* _Data to process_:
--
PR #23314, opened 2025-07-10
TST: odr: add more tests for odrpack

alteholz:
Add more tests to increase coverage.
The new tests provide strange parameters to some methods and check whether the expected exceptions or results appear.

This PR increases the test coverage of scipy/odr/_odrpack.py from 74% (94 lines missing) to 93% (27 lines missing).

#### Additional information
I ran "spin lint" and autopep8 and got no warnings for my additions. There are still other warnings from commits before, that I didn't want to change.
--
* _Prompt_: Nothing past the line containing "The new tests" should be restated; transcribe the material exactly from its first line through that line.

* _Solution to this task_:
PR #23314, opened 2025-07-10
TST: odr: add more tests for odrpack

alteholz:
Add more tests to increase coverage.
The new tests provide strange parameters to some methods and check whether the expected exceptions or results appear.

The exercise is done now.